Remote sensing of trace gases with optical correlation spectroscopy and lidar: theoretical and numerical approach

Abstract

In this paper, we propose a new active remote sensing methodology, based on laser spectroscopy, to evaluate the content of atmospheric trace gases. Its principle consists in coupling a lidar with optical correlation spectroscopy (OCS-lidar). Our theoretical and numerical studies show that OCS-lidar is a robust measurement methodology allowing trace gases environmental, agricultural, and industrial plants surveys. The novelty of this work is threefold. Firstly, we develop a new formalism to remotely evaluate the target gas concentration from optical correlation spectroscopy. Secondly, an acousto-optical programmable dispersive filter has been used to ensure that the lidar signal be spectrally correlated with the target gas of interest. It avoids using a hazardous gas reference cell, as operated in conventional OCS devices. Moreover, a clever spectral correlation is achieved since the contribution of absorption interfering species can then be minimized.
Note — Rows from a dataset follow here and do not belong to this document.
PR #933, opened 2026-07-15
Improve superclass retrieval API

st0012:
- Let's call it `get_superclass` instead, to match Ruby's `superclass` API name
- `get_superclass` should handle `Object` and `BasicObject`'s superclass correctly
- Caller of `get_superclass` should not need to pass definitions separately

### DIFF
--- a/rust/rubydex/src/resolution.rs
+++ b/rust/rubydex/src/resolution.rs
@@ -1067,27 +1067,25 @@ impl<'a> Resolver<'a> {
         declaration_id: DeclarationId,
         context: &mut LinearizationContext,
     ) -> Option<Vec<Ancestor>> {
-        if declaration_id == *BASIC_OBJECT_ID {
-            return None;
-        }
-
         let declaration = self.graph.declarations().get(&declaration_id).unwrap();
 
         match declaration {
             Declaration::Namespace(Namespace::Class(_)) => {
                 let definition_ids = declaration.definitions().to_vec();
 
-                Some(match self.linearize_parent_class(&definition_ids, context) {
-                    Ancestors::Complete(ids) => ids,
-                    Ancestors::Cyclic(ids) => {
-                        context.cyclic = true;
-                        ids
-                    }
-                    Ancestors::Partial(ids) => {
-                        context.partial = true;
-                        ids
-                    }
-                })
+                Some(
+                    match self.linearize_parent_class(declaration_id, &definition_ids, context)? {
+                        Ancestors::Complete(ids) => ids,
+                        Ancestors::Cyclic(ids) => {
+                            context.cyclic = true;
+                            ids
+                        }
+                        Ancestors::Partial(ids) => {
+                            context.partial = true;
+                            ids
+                        }
+                    },
+                )
             }
             Declaration::Namespace(Namespace::SingletonClass(_)) => {
                 let owner_id = *declaration.owner_id();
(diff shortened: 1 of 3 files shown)


vinistock (commented):
I'm not sure I understand the motivation of this change. Don't we already handle object and basic object superclasses correctly in main?

st0012:
I was reviewing https://github.com/Shopify/rubydex/pull/893 and noticed that `get_parent_class` didn't handle the `BasicObject` case correctly when reading [here](https://github.com/Shopify/rubydex/pull/893/changes#diff-2c1da190ea79ca7c9b449ed8efe95bb004edd2618254fbcc08aafc3f7fe051f9R221). I know behaviour-wise it's handled in `linearize_parent_ancestors`, but IMO `get_parent_class` should already handle that case.

rust/rubydex/src/resolution_tests.rs
```diff
@@ -1944,6 +1944,32 @@ mod mixin_dedup_tests {
 mod object_ancestors_tests {
     use super::*;
 
+    #[test]
+    fn core_class_parent_hierarchy() {
```
vinistock: Do we need this test? I think we already have examples covering everything asserted here.

rust/rubydex/src/resolution_tests.rs
```diff
@@ -2164,6 +2190,31 @@ mod singleton_ancestors_tests {
...
+            "BasicObject::<BasicObject>",
+            [
+                "BasicObject::<BasicObject>",
+                "Class",
+                "Module",
+                "Object",
+                "Kernel",
+                "BasicObject"
+            ]
+        );
```
vinistock: Similarly here, these assertions are duplicate. The assertion below can only succeed if the linearization of `Object::<Object>` and `BasicObject::<BasicObject>` is correct, so we're basically asserting the same thing 3 times.

rust/rubydex/src/resolution.rs
```diff
@@ -2060,11 +2050,18 @@ impl<'a> Resolver<'a> {
...
-        let mut explicit_parents = Vec::new();
-        let mut unresolved_parent = None;
+    /// Returns the selected superclass and any unresolved explicit superclass. The top-level `BasicObject` declaration
+    /// is Ruby's root class and is the only class without a superclass.
+    fn get_superclass(&self, declaration_id: DeclarationId) -> Option<(DeclarationId, Option<NameId>)> {
+        if declaration_id == *BASIC_OBJECT_ID {
+            return None;
+        }
+
+        let declaration = self.graph.declarations().get(&declaration_id).unwrap();
```
vinistock, line 2060: The original intent of passing the definition IDs was to avoid looking up the same declaration we already have in `linearize_ancestors` a second time.

Lookups are generally fast, but if this is purely cosmetic, I would vote for passing both the `declaration_id` and `definition_ids` to avoid the second hash lookup.

vinistock (commented):
The refactor is good.

Did you benchmark to see if this provides any speed ups?

rust/rubydex/src/resolution.rs
st0012: I ran benchmark and there's no difference (improvement/regression) compared to `main`. 

Metric | Base average | Current average | Difference
-- | -- | -- | --
Resolution | 17.732s | 17.069s | 0.663s faster
Total | 26.875s | 26.072s | 0.803s faster
Execution | 27.330s | 26.498s | 0.832s faster

So I'd actually vote for the opposite: since reusing the same definitions list doesn't improve performance, let's make the method more intuitive to use by using the declaration_id as the only parameter instead.

vinistock: Fair.

vinistock (approved):

PR #934, opened 2026-07-16
Mark RBS constants as promotable

soutaro:
Resolving `ENV.fetch` left the synthetic `ENV::<ENV>` namespace unresolved. This occurs only for constants declared in RBS because they are not promotable.

This PR marks RBS constants as *promotable*, like dynamically assigned Ruby constants, so the namespace can be resolved.

### DIFF
--- a/rust/rubydex/src/indexing/rbs_indexer.rs
+++ b/rust/rubydex/src/indexing/rbs_indexer.rs
@@ -495,7 +495,10 @@ impl Visit for RBSIndexer<'_> {
             self.uri_id,
             offset,
             comments,
-            Self::flags(&constant_node.annotations()),
+            // RBS establishes that the constant exists, but its value type is intentionally not
+            // represented in the graph. Treat it like a dynamic Ruby assignment so resolution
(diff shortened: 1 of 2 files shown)


rust/rubydex/src/indexing/rbs_indexer.rs
```diff
@@ -495,7 +495,10 @@ impl Visit for RBSIndexer<'_> {
             self.uri_id,
             offset,
             comments,
-            Self::flags(&constant_node.annotations()),
+            // RBS establishes that the constant exists, but its value type is intentionally not
+            // represented in the graph. Treat it like a dynamic Ruby assignment so resolution
+            // may promote it when a namespace or singleton receiver is required.
+            Self::flags(&constant_node.annotations()) | DefinitionFlags::PROMOTABLE,
```
soutaro, line 501: We may want to keep the constant non-promotable when it has literal types.
Note that we cannot make Ruby literal constants, like `Integer`, non-promotable, because the RBS type names are not resolved yet here.

st0012 (approved):

vinistock (approved):

PR #935, opened 2026-07-16
Preserve singleton hierarchies when concretizing Todos

soutaro:
When a `Todo` namespace is later replaced by an explicit `class` or `module`, preserve its singleton hierarchy and relinearize ancestor chains.

This covers the direct singleton class and any higher-order singleton classes.

### DIFF
--- a/rust/rubydex/src/model/graph.rs
+++ b/rust/rubydex/src/model/graph.rs
@@ -206,7 +206,15 @@ impl Graph {
                 if should_promote {
                     let mut new_declaration = constructor(fully_qualified_name);
                     let removed_declaration = occupied_entry.remove();
-                    new_declaration.as_namespace_mut().unwrap().extend(removed_declaration);
+                    let singleton_class_id = removed_declaration
+                        .as_namespace()
+                        .and_then(Namespace::singleton_class)
+                        .copied();
+                    let new_namespace = new_declaration.as_namespace_mut().unwrap();
+                    new_namespace.extend(removed_declaration);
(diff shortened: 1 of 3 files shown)


rust/rubydex/src/model/declaration.rs
```diff
@@ -134,6 +134,7 @@ macro_rules! namespace_declaration {
                     Declaration::Namespace(namespace) => {
                         self.members.extend(namespace.members());
                         self.references.extend(namespace.references());
+                        self.singleton_class_id = namespace.singleton_class().copied();
```
st0012: I think singleton class reassignment doesn't really fit in `extend`. Unlike other extending operations, we actually lose the original value here. Why do we need this change and can we do it in another location?

st0012 (commented):
The behaviour makes sense to me. But the way it fills singleton class id doesn't look safe to me.

rust/rubydex/src/model/declaration.rs
soutaro: Thanks, you're right. The singleton class ID needs to be retained because promotion replaces the existing `Todo` declaration with a new class or module declaration. If the `Todo` already has a singleton class, losing the ID would prevent us from relinearizing that singleton hierarchy.

However, `extend` is the wrong place for that transfer. I moved it into the promotion path in `Graph::add_declaration`, where the `Todo` is explicitly replaced with the concrete namespace.

Morriar (approved):

PR #937, opened 2026-07-16
Propagate singleton class creation to descendants

vinistock:
## Background

We were creating broken descendant chains for singleton classes. The essence of the issue is that when a parent singleton class was created, it did not propagate the creation of singletons to its descendants, resulting in missing data in the graph and non-sensical results.

For example:

```ruby
class Parent
  # Singleton class created because it is explicitly opened here
  def self.foo; end
end

# This class has no explicit opening of its singleton. Because we didn't
# propagate, it would end up never being created
class Intermediate < Parent; end

class Child < Intermediate; end
```

That would result in `graph["Parent"].descendants` to return `Intermediate` and `Child` (correct), while `graph["Parent::<Parent>"].descendants` would return nothing, which is incorrect and inconsistent.

## The fix

When we are linearizing singleton ancestors, we need to figure out what is the parent class of the singleton, for which we have a dedicated method `singleton_parent_id`. That method recurses and determines the parent class based on the entity we are looking at. Eventually, we reach the ultimate attached object, read its parent class and use it as the ancestor.

That is the point where we need to grab the attached descendants and ensure that we're creating singletons for all of them, matching all depth levels so that `Parent::<Parent>::<<Parent>>` (and any other level) is also handled correctly and lazily (without creating unnecessary singleton classes).

The major gotcha that makes this change require context to apply is that simply propagating to descendants immediately results in infinite recursion. The reason is not very trivial to trace, but I tried to document it as best as I could in a comment (please let me know if it's not clear).

Finally, to ensure proper behaviour in incremental resolution scenarios, we also need a tiny modification to the parent ancestor linearization helper, so that when a class appears later, we correctly create all necessary singleton levels.

## Impact

Naturally, this change is not 100% free. We were "avoiding" work by building an inconsistent graph, which is faster, but not correct. That said, the impact is acceptable and we need the correctness (+ ~2s resolution + ~200MB graph). I'm sure we can shave this off with more optimizations.

### DIFF
--- a/rust/rubydex/src/resolution.rs
+++ b/rust/rubydex/src/resolution.rs
@@ -1077,22 +1077,24 @@ impl<'a> Resolver<'a> {
             Declaration::Namespace(Namespace::Class(_)) => {
                 let definition_ids = declaration.definitions().to_vec();
 
-                Some(match self.linearize_parent_class(&definition_ids, context) {
-                    Ancestors::Complete(ids) => ids,
-                    Ancestors::Cyclic(ids) => {
-                        context.cyclic = true;
-                        ids
-                    }
-                    Ancestors::Partial(ids) => {
-                        context.partial = true;
-                        ids
-                    }
-                })
+                Some(
+                    match self.linearize_parent_class(declaration_id, &definition_ids, context) {
+                        Ancestors::Complete(ids) => ids,
+                        Ancestors::Cyclic(ids) => {
+                            context.cyclic = true;
+                            ids
+                        }
+                        Ancestors::Partial(ids) => {
+                            context.partial = true;
+                            ids
+                        }
+                    },
+                )
             }
             Declaration::Namespace(Namespace::SingletonClass(_)) => {
                 let owner_id = *declaration.owner_id();
 
-                let (singleton_parent_id, partial_singleton) = self.singleton_parent_id(owner_id);
+                let (singleton_parent_id, partial_singleton) = self.singleton_parent_id(owner_id, 1);
                 if partial_singleton {
                     context.partial = true;
                 }
@@ -2019,7 +2021,7 @@ impl<'a> Resolver<'a> {
     /// - Module: parent is the `Module` class
     /// - Class: parent is the singleton class of the original parent class
     /// - Singleton class: recurse as many times as necessary to wrap the original attached object's parent class
-    fn singleton_parent_id(&mut self, attached_id: DeclarationId) -> (DeclarationId, bool) {
+    fn singleton_parent_id(&mut self, attached_id: DeclarationId, depth: u16) -> (DeclarationId, bool) {
         // Base case: if we reached `BasicObject`, then the parent is `Class`
         if attached_id == *BASIC_OBJECT_ID {
             return (*CLASS_ID, false);
@@ -2034,7 +2036,7 @@ impl<'a> Resolver<'a> {
                 // object
                 let owner_id = *decl.owner_id();
 
-                let (inner_parent, partial) = self.singleton_parent_id(owner_id);
+                let (inner_parent, partial) = self.singleton_parent_id(owner_id, depth + 1);
                 (
                     self.get_or_create_singleton_class(inner_parent, SingletonAncestors::Deferred)
                         .expect("singleton parent should always be a namespace"),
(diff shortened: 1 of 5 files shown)


rust/rubydex/src/resolution.rs
```diff
@@ -2045,6 +2047,51 @@ impl<'a> Resolver<'a> {
...
+                    let descendants = decl
+                        .as_namespace()
+                        .unwrap()
+                        .descendants()
+                        .iter()
+                        .copied()
+                        .collect::<Vec<_>>();
+
+                    for descendant in descendants {
+                        if descendant == attached_id {
```
vinistock, line 2081: Add comment here explaining

rust/rubydex/src/resolution.rs
```diff
@@ -2045,6 +2047,51 @@ impl<'a> Resolver<'a> {
...
+                            continue;
+                        }
+
+                        let mut needs_singleton_id = descendant;
+
+                        for _ in 0..depth {
```
vinistock, line 2087: I think I can remove the `depth` by leaning more correctly into the recursion

rust/rubydex/src/resolution_tests.rs
vinistock, line 1: Add test case for switching parent classes.

soutaro:
@vinistock This looks good overall, but the reported `+200 MB` increase in graph size feels unexpectedly large. I think we should validate it against the number of additional singleton-class declarations. It may ultimately be acceptable, but I’m concerned the increase could be disproportionate to the additional graph structure required.

For reference, my previous PR (#893), which I believe should produce a broadly comparable graph shape, added `17,858` declarations for a `+25 MB` increase.

rust/rubydex/src/resolution_tests.rs
```diff
@@ -1185,6 +1185,292 @@ mod superclass_tests {
...
+
+        assert_declaration_exists!(context, "Bar::<Bar>");
+        assert_declaration_exists!(context, "Qux::<Qux>");
+
+        context.index_uri("file:///sub.rb", "class NewSub < Bar; end");
+        context.resolve();
+
+        assert_declaration_exists!(context, "NewSub::<NewSub>");
+        assert_descendants!(context, "Bar::<Bar>", ["NewSub::<NewSub>"]);
+    }
```
Morriar, line 1323:
```rb
# resolution 1

class Bar
  def self.foo; end
end

class Other
  def self.foo; end
end

class Child < Bar; end
```

```rb
# resolution 2

class Child < Other; end
```

Do we update the parent of `Child::<Child>`?

rust/rubydex/src/resolution.rs
```diff
@@ -2045,6 +2047,51 @@ impl<'a> Resolver<'a> {
...
+                        .as_namespace()
+                        .unwrap()
+                        .descendants()
+                        .iter()
+                        .copied()
+                        .collect::<Vec<_>>();
+
+                    for descendant in descendants {
+                        if descendant == attached_id {
+                            continue;
```
Morriar, line 2082: Can we add a test like this:

```
# First resolution
class Child; end

# Later resolution
def Object.foo; end
```

I'm not sure we're properly updating the `Child::<Child>` parent.

rust/rubydex/src/resolution.rs
```diff
@@ -2096,12 +2143,15 @@ impl<'a> Resolver<'a> {
...
     fn linearize_parent_class(
         &mut self,
+        declaration_id: DeclarationId,
         definition_ids: &[DefinitionId],
         context: &mut LinearizationContext,
     ) -> Ancestors {
         let (picked_parent, unresolved_parent) = self.get_parent_class(definition_ids);
         let mut result = self.linearize_ancestors(picked_parent, context);
 
+        self.ensure_matching_singleton_class_depth(declaration_id, picked_parent);
```
Morriar, line 2153: Can you try this:

```rb
# resolution 1

# parents.rb
class OldParent
  def self.old_method; end
end

class NewParent
  def self.new_method; end
end

# child_a.rb
class Child < OldParent; end

# child_b.rb
class Child < OldParent; end
```

then

```rb
# resolution 2

# child_a.rb
class Child < NewParent; end

# child_b.rb
class Child < NewParent; end
```

Is the parent of `Child::<Child>` updated?

rust/rubydex/src/resolution.rs
```diff
@@ -2045,6 +2047,51 @@ impl<'a> Resolver<'a> {
...
+                if !class_ancestors.contains(attached_id) {
+                    let descendants = decl
+                        .as_namespace()
+                        .unwrap()
+                        .descendants()
+                        .iter()
+                        .copied()
+                        .collect::<Vec<_>>();
+
+                    for descendant in descendants {
```
Morriar, line 2080: Since `descendants` is already transitive, aren't we repeating a lot of work here? Creating the singleton for `A` visits all of its descendants, and then each singleton we enqueue does another overlapping scan when it is linearized. For a deep hierarchy, this looks quadratic.

Could we track the singleton depth already propagated for each declaration during this resolution and skip these repeated scans?

PR #941, opened 2026-07-17
Make Graph Ractor-shareable via freeze

dersam:
## Summary

`Ractor.make_shareable(@graph)` raises `Ractor::Error` because `Rubydex::Graph` is a TypedData object whose `rb_data_type_t` lacks `RUBY_TYPED_FROZEN_SHAREABLE`. This PR makes a resolved graph safe to share across Ractors without copying, while preserving the ability to mutate the graph for interactive use cases (LSP/MCP incremental edits).

## Approach

The graph is wrapped in `Arc<RwLock<Graph>>` at the FFI boundary. The `RwLock` provides thread-safe concurrent access: read operations acquire a read lock, write operations acquire a write lock. `Ractor.make_shareable` "freezes" the Ruby object as part of making it shareable (this doesn't change the underlying Rust structure - we need to do the ceremonial freeze so that the object is not copied for the Ractor). Thread safety comes entirely from the `RwLock` on the Rust side - mutable graphs can still be acquired.

This covers all use cases:
- **Batch/read-only**: index once, share across Ractors for parallel queries.
- **Interactive**: keep the graph mutable for incremental edits while still allowing parallel reads from worker Ractors. Ordering guarantees are the consumer's responsibility, as with any shared mutable state across Ractors.

## Usage

```ruby
# Batch/read-only
graph = Rubydex::Graph.new(workspace_path: path)
graph.index_workspace
graph.resolve
Ractor.make_shareable(graph)
# Safe to share into worker Ractors for parallel queries

# Interactive (LSP/MCP)
graph = Rubydex::Graph.new(workspace_path: path)
graph.index_workspace
graph.resolve
Ractor.make_shareable(graph)
# Worker Ractors can read; the main Ractor can still mutate
# (e.g. index_source + resolve for incremental edits)
```

### DIFF
--- a/rust/rubydex-sys/src/graph_api.rs
+++ b/rust/rubydex-sys/src/graph_api.rs
@@ -21,42 +21,45 @@ use rubydex::resolution::Resolver;
 use rubydex::{indexing, integrity, listing, query};
 use std::ffi::CString;
 use std::path::{Path, PathBuf};
-use std::{mem, ptr};
+use std::{mem, ptr, sync::RwLock};
 
 pub type GraphPointer = *mut c_void;
 
-/// Creates a new graph within a mutex. This is meant to be used when creating new Graph objects in Ruby
+/// Creates a new graph wrapped in a `Box<RwLock<Graph>>` for thread-safe shared access across Ractors.
 #[unsafe(no_mangle)]
 pub extern "C" fn rdx_graph_new() -> GraphPointer {
-    Box::into_raw(Box::new(Graph::new())) as GraphPointer
+    Box::into_raw(Box::new(RwLock::new(Graph::new()))) as GraphPointer
 }
 
 /// Frees a Graph through its pointer
 #[unsafe(no_mangle)]
 pub extern "C" fn rdx_graph_free(pointer: GraphPointer) {
     unsafe {
-        let _ = Box::from_raw(pointer.cast::<Graph>());
+        let _ = Box::from_raw(pointer.cast::<RwLock<Graph>>());
     }
 }
 
+/// Runs `action` against the graph referenced by `pointer` under a read lock.
+///
+/// # Panics
+///
+/// Panics if the `RwLock` is poisoned (a writer panicked while holding the lock).
 pub fn with_graph<F, T>(pointer: GraphPointer, action: F) -> T
 where
     F: FnOnce(&Graph) -> T,
 {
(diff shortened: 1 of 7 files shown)


rust/rubydex-sys/src/graph_api.rs
```diff
@@ -43,10 +43,8 @@ pub fn with_graph<F, T>(pointer: GraphPointer, action: F) -> T
 where
     F: FnOnce(&Graph) -> T,
 {
-    let mut graph = unsafe { Box::from_raw(pointer.cast::<Graph>()) };
-    let result = action(&mut graph);
-    mem::forget(graph);
-    result
+    let graph = unsafe { &*pointer.cast::<Graph>() };
```
Morriar: Since we're now allowing the same `Graph` pointer to be dereferenced by multiple Ractors, let's make the `Sync` invariant explicit in Rust. The compiler can't see the cross-Ractor sharing through the Ruby typed-data flag, so a future non-`Sync` field on `Graph` would keep compiling but make this unsafe block unsound.

Could we add a compile-time assertion around here?

```rust
const _: () = {
    fn assert_sync<T: Sync>() {}
    let _ = assert_sync::<Graph>;
};
```

vinistock (commented):
Thanks, this is great. A few things I just realized when reviewing:

1. I actually don't think we need an `Arc` here because we have a single owner (the Ruby VM object). Can you please try using `Box<RwLock<Graph>>`? If that works, let's use `Box` as it's cheaper
2. Let's implement `initialize_copy` to raise, mentioning that we intentionally don't allow cloning the graph as it can balloon the memory use
3. Let's add a note about Ractor safety in our readme. The reality is that we're leaning into Rust's safety and disrespecting the frozen semantics a bit (since a frozen graph can actually be mutated). It's intentional, but it might be surprising to users, so we should document it
4. Since we now require the `Graph` to always be shareable across threads, let's add a compile-time macro to enforce it (otherwise we could add fields that aren't `Send` and `Sync`)

```rust
// compile_assertions.rs
#[macro_export]
macro_rules! assert_send_sync {
    ($struct:ident) => {
        const _: fn() = || {
            fn assert_send_sync<T: ?Sized + Send + Sync>() {}
            assert_send_sync::<$struct>();
        };
    };
}

// graph.rs

struct Graph {
  // ...
}
assert_mem_size!(Graph, 352);
assert_send_sync!(Graph);
```

vinistock (approved):
Amazing!

PR #942, opened 2026-07-17
Add `Location#short_path`

vinistock:
A small helper to return a "short path" (or maybe short name?) for a URI. When it's a file URI, we use the path relative to the PWD. If it's an `untitled` URI, we use the opaque (e.g.: `untitled:Untitled-1` -> `Untitled-1`).

### DIFF
--- a/lib/rubydex.rb
+++ b/lib/rubydex.rb
@@ -2,6 +2,7 @@
 
 require "bundler"
 require "uri"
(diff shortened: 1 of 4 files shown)


vinistock:
Actually, this is not an adequate solution as the graph might be used from a location that isn't the pwd.

PR #944, opened 2026-07-17
Extract declaration core

vinistock:
To move forward with our constant representation re-modelling, in a way that makes promotion with namespace storage easier, we first need an easy way to share common data across all declarations. We initially started using macros, but it makes for pretty weird, hard to share code.

This PR extracts a `DeclarationCore<T>`, which holds all fields common to every declaration. In the next stage of the refactor, constants will become something like this:

```rust
pub struct Constant {
  // the core data
  core: DeclarationCore<ConstantReferenceId>,
  // optional namespace store for ancestors, descendants, singleton classes. We create this
  // lazily when needed (which is the new "promotion" path)
  namespace_store: Option<NamespaceStore>,
  // the type of the constant (an enum with ConstantAlias, Module, Class...)
  constant_type: ConstantType
}
```

### DIFF
--- a/rust/rubydex/src/model/declaration.rs
+++ b/rust/rubydex/src/model/declaration.rs
@@ -1,3 +1,5 @@
+use std::hash::Hash;
+
 use crate::assert_mem_size;
 use crate::model::ids::{
     ClassVariableReferenceId, GlobalVariableReferenceId, InstanceVariableReferenceId, MethodReferenceId,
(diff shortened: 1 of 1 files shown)


st0012 (approved):

rust/rubydex/src/model/declaration.rs
```diff
@@ -604,17 +594,23 @@ namespace_declaration!(SingletonClass, SingletonClassDeclaration);
...
+
+pub type InstanceVariableDeclaration = DeclarationCore<InstanceVariableReferenceId>;
 assert_mem_size!(InstanceVariableDeclaration, 80);
-simple_declaration!(ClassVariableDeclaration, ClassVariableReferenceId);
+
+pub type ClassVariableDeclaration = DeclarationCore<ClassVariableReferenceId>;
 assert_mem_size!(ClassVariableDeclaration, 80);
-simple_declaration!(ConstantAliasDeclaration, ConstantReferenceId);
+
+pub type ConstantAliasDeclaration = DeclarationCore<ConstantReferenceId>;
```
Morriar, line 613: So this is valid:

```rust
let constant: ConstantDeclaration = ConstantDeclaration::new("Foo".into(), owner_id);
let alias: ConstantAliasDeclaration = constant;
```

are we okay with this?

vinistock: It's only valid at this point of the refactor. The final state merges all constants into a single `ConstantDeclaration` with an enum for its type that remembers whether it's an alias or not. I'm just trying to make small incremental PRs, it's an intermediate state.

Morriar (approved):

PR #946, opened 2026-07-21
Move existing singleton check earlier

vinistock:
A micro performance change with good impact: our check for an existing singleton class was not early enough in the method, which means we performed unnecessary work before returning.

By moving the check a few lines above, we save about 12% resolution time.


st0012 (approved):
Good catch

PR #949, opened 2026-07-22
Remove Mixin vec clones from ancestor linearization

vinistock:
Micro-performance: cloning the mixin vector every time we need to read it is more expensive than using a slice and cloning the individual mixins that we can to include in the compiled list.

This speeds up resolution by ~3%.

### DIFF
--- a/rust/rubydex/src/resolution.rs
+++ b/rust/rubydex/src/resolution.rs
@@ -1019,9 +1019,9 @@ impl<'a> Resolver<'a> {
                 attached_decl
                     .definitions()
                     .iter()
-                    .filter_map(|definition_id| self.mixins_of(*definition_id))
-                    .flatten()
-                    .filter(|mixin| matches!(mixin, Mixin::Extend(_))),
+                    .flat_map(|definition_id| self.mixins_of(*definition_id))
+                    .filter(|mixin| matches!(mixin, Mixin::Extend(_)))
+                    .cloned(),
             );
         }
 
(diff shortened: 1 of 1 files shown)


rust/rubydex/src/resolution.rs
```diff
@@ -38,6 +38,17 @@ impl Outcome {
     }
 }
 
+macro_rules! mixins_of {
```
Morriar: I wonder if we can keep this as a regular helper returning a slice instead of introducing a macro. We still avoid cloning the `Vec`, but the call sites stay normal Rust and we don't have the helper accepting both `DefinitionId` and `&DefinitionId` through macro expansion.

```rust
fn mixins_of(&self, definition_id: DefinitionId) -> &[Mixin] {
    match self.graph.definitions().get(&definition_id).unwrap() {
        Definition::Class(class) => class.mixins(),
        Definition::SingletonClass(class) => class.mixins(),
        Definition::Module(module) => module.mixins(),
        _ => &[],
    }
}
```

rust/rubydex/src/resolution.rs
```diff
@@ -1019,34 +1030,32 @@ impl<'a> Resolver<'a> {
...
-                    }
+            for mixin in mixins_of!(self, definition_id) {
+                match mixin {
+                    Mixin::Prepend(_) | Mixin::Include(_) => mixins.push(mixin.clone()),
+                    Mixin::Extend(_) => has_extends = true,
                 }
             }
         }
 
+        let (linearized_prepends, linearized_includes) =
```
Morriar: Can we keep this call after creating/enqueuing the singleton in this PR?

rust/rubydex/src/resolution.rs
vinistock: Yeah, we can definitely do that 👍

rust/rubydex/src/resolution.rs
vinistock: Combined with the other change, yes. Otherwise, we hit a borrow issue.

Morriar (approved):

PR #373, opened 2015-05-13
campaign mapping via admin interface

adamdruppe:


app/models/user.rb
```diff
@@ -223,24 +223,17 @@ def salesforce_applicant_type
...
-        '70117000000782T'
-      elsif bz_region == 'Students For Education Reform Fellowship Program'
-        '701170000007DP3'
-      elsif bz_region == 'San Francisco Bay Area, San Jose'
-        '7011700000056ww'
-      end
-    else
-      nil
+    mapping = CampaignMapping.where(
+      :university_name => university_name,
```
sadleb: I assume that if you leave the column blank for the one you are not targeting, university vs region, that it matches.

adamdruppe: On Wed, May 13, 2015 at 12:46:34PM -0700, Brian Sadler wrote:
> I assume that if you leave the column blank for the one you are not targeting, university vs region, that it matches.

Right, it works basically the same as the lead mapping.

app/views/admin/users/campaign_mapping.html.erb
```diff
@@ -0,0 +1,40 @@
+<h1>Automatic Campaign Mapping</h1>
```
sadleb: I'm loving the detailed comment here.  Self documenting features are the bomb!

Thirdly, to evaluate the performance of the OCS-lidar methodology, a numerical study of methane greenhouse gas is presented to evidence that atmospheric methane mixing ratios are retrievable over two orders of magnitude, from background level up to 100 ppb, within 100-m range resolution. Evaluation of the accuracy and the detection limit, including statistical and systematic errors assessment, are then objectively presented and discussed.